LZ4 - This is the first of a new breed of compression formats that was introduced to make inline compression of data possible for large streams of data. Created by google and widely adopted since then, this improved matters quite a bit. Note that it optimizes for compression speed and not size. It is also quite light on the CPU usage compared to others.
Zstd - This is the newest kid on the block from what I know and was created at facebook. This is what I ended up using and game me the best results out of the three. This algorithm gives much better compression ratios than lz4 at the cost of more CPU usage. So as always, it is a tradeoff.

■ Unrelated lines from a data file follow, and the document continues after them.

PR #1832, opened 2026-06-22
Avoid waking the warehouse on metadata-only dataset edits

amritghimire:
edit_dataset (and update_dataset under it) always called warehouse.rename_dataset_tables, even when only the description or attrs changed. A dataset's table name is built solely from its namespace, project, name and version, so metadata-only edits can never trigger a rename - but the call still reached into the warehouse, which for remote/Studio backends means waking up compute we don't need.

We now only rename the tables when a field that actually feeds the table name changes (name or project_id), so a pure metadata update no longer touches the warehouse at all. The move path keeps working since it passes project_id, and rename_dataset_tables still no-ops when the name is unchanged.

### DIFF
--- a/src/datachain/catalog/catalog.py
+++ b/src/datachain/catalog/catalog.py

If you are interested in these algorithms and are considering which one to use, you can find an interesting discussion where author of Zstd shows up on hacker news here.

Valkey pricing

You would have noticed the unit ECPU in the paragraph above and as is customary for AWS this is a very complicated term that seems to be used for billing for it’s serverless option. In simple terms a GET or a SET of a 1 KB data blob will take 1 ECPU. For commands that have higher CPU usage like HMGET, the CPU usage dimension becomes higher and for HMGET specifically it is 3 times the base case. And the pricing is set by the dimension that is the highest. Thus if you do an operation that GETs 2 KB of data using HMGET you get charged 3 ECPUs.

This all makes for a rather complex pricing structure as you can imagine but if you use redis servers today, a rough idea of pricing can be had by looking at the no of GET/SET/etc operations and your traffic in and our in your metrics. In our cases the cache nodes were quite underutilized so there was an upside to using valkey in pricing as well.

Should I use Valkey?

So for AWS, GCP and Azure it is a no brainer that everyone should switch to Valkey. But should you? For me that depends. Redis is a very very complex beast nowadays. It is no longer a memcached replacement only and has everything from ADTs, probabilistic data structures, streaming to vector storage. And as always the best practice is to compare your use case amongst the two options. Start by creating a sample workload that simulates your real workload and then run it on both infrastructure and compare the results so you have an apples to apples comparison. Don’t forget to take in to account all the aspects like cost and performance.

What about the serverless aspect? Is it worth it to avoiding sys admin work on the nodes and engine when you are running on your own provisioned servers? So far that does not seem like a huge task. RDS upgrades are by far a bigger headache with trying to convince DMS and pg_replication to play nicely and making sure to move the bits of the schema that DMS won’t move. Redis by comparison seems so simple but it is another thing to do.

All in all, this seems like something that is worth evaluating at least so give it a go. Only thing I am wondering where else the same drama will play out now that the VCs are coming for their pound of flesh and the OSS startup are pulling the draw bridges up?